Пучковская никогда не простаивает операцию на одном месте: она часто переходит у изголовья больного, выбирая точку, с которой удобнее работать.
Из-за этого она, кстати, не большая поклонница операционного микроскопа: больной вмонтирован в микроскоп, хирург прикован к месту и, в случае осложнений, скован. В некоторых операциях она, конечно, пользуется микроскопом, но только для определенного этапа операции. Обычно же довольствуется своей «стрекозкой»: два продолговатые стеклышка, стоящие и блестящие в воздухе перед глазами на двух стерженьках, протянувшихся от переносья пустой очечной оправы. «Стрекозка» увеличивает в два раза.

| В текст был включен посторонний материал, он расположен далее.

Issue #1617, opened 2025-12-09
JfrSync may deadlock the death of the Java process


Baraa-Hasheesh:
### Describe the bug

Thanks @apangin for the explanation about this deadlock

(А с другой стороны, операционный микроскоп теперь символ прогресса, так что ничего не поделаешь: любить хоть не люби, да почаще взглядывай!)
Поискала место. Вернулась, пристроилась, облокотилась.
— Так, хорошо.
Глядя сейчас на ее работу, я, наконец, вспоминаю слово, которое в таком ходу, но почему-то раньше не являлось: виртуозно. Как виртуозна ее работа!
Как хотела бы она скрыть от самой себя, что операция ей не по душе!
Но что же именно: эта сегодняшняя операция — почти без надежды — или вообще аллопластика?..
Подкрался и вдруг стал явствен стремительный темп операции.
— Дайте трепан.
Дали трепан из самых малых по диаметру режущей коронки.
Ставит его на роговицу. Покручивая трубочку в пальцах, прорезает отверстие в центре. Трепанация бельма.
— Полить.
Отдала трепан.
— Ножницы — быстро!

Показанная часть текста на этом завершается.